Ich vermisse generell das Miteinander in unserer Gesellschaft. Das hat sich jetzt in der Corona-Krise zwar etwas verbessert, aber da ist schon noch Luft nach oben. Es macht so viel mehr Spaß, auch einmal gemeinsam an einem Projekt zu arbeiten, statt immer nur die eigenen Ziele zu verfolgen. Denn nur im Miteinander kommt man wirklich weiter. Man potenziert die Kraft, die im unmittelbaren Austausch entsteht. Abgesehen davon, nehme ich auch gern Kritik und Anregungen von anderen an. Das bringt mich weiter.
Viele Künstlerinnen beklagen auch heute noch, dass der Kunstmarkt weit entfernt von Gleichbehandlung ist. Sehen Sie das auch so?

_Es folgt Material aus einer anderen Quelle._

PR #405, opened 2018-06-04
KIALI-876 Fix marker set in wrong line

lucasponce:
- Parse correctly offset in multiple weights/labels
- Add more tests

image

### DIFF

Die Dominanz der Männer auf dem Kunstmarkt hat mich zu Beginn meiner Karriere schon verunsichert. Aber ich finde, dass sich das in den vergangenen zehn Jahren deutlich verändert hat – und zwar zum Positiven. Viele Galerien haben mehr Künstlerinnen im Programm; umgekehrt gibt es auch mehr Galeristinnen. Auf meine eigene Arbeit bezogen stelle ich fest, dass sich inzwischen auch Männer für meine Kunst interessieren und nicht nur - wie lange Jahre - ausschließlich Frauen. Das freut mich.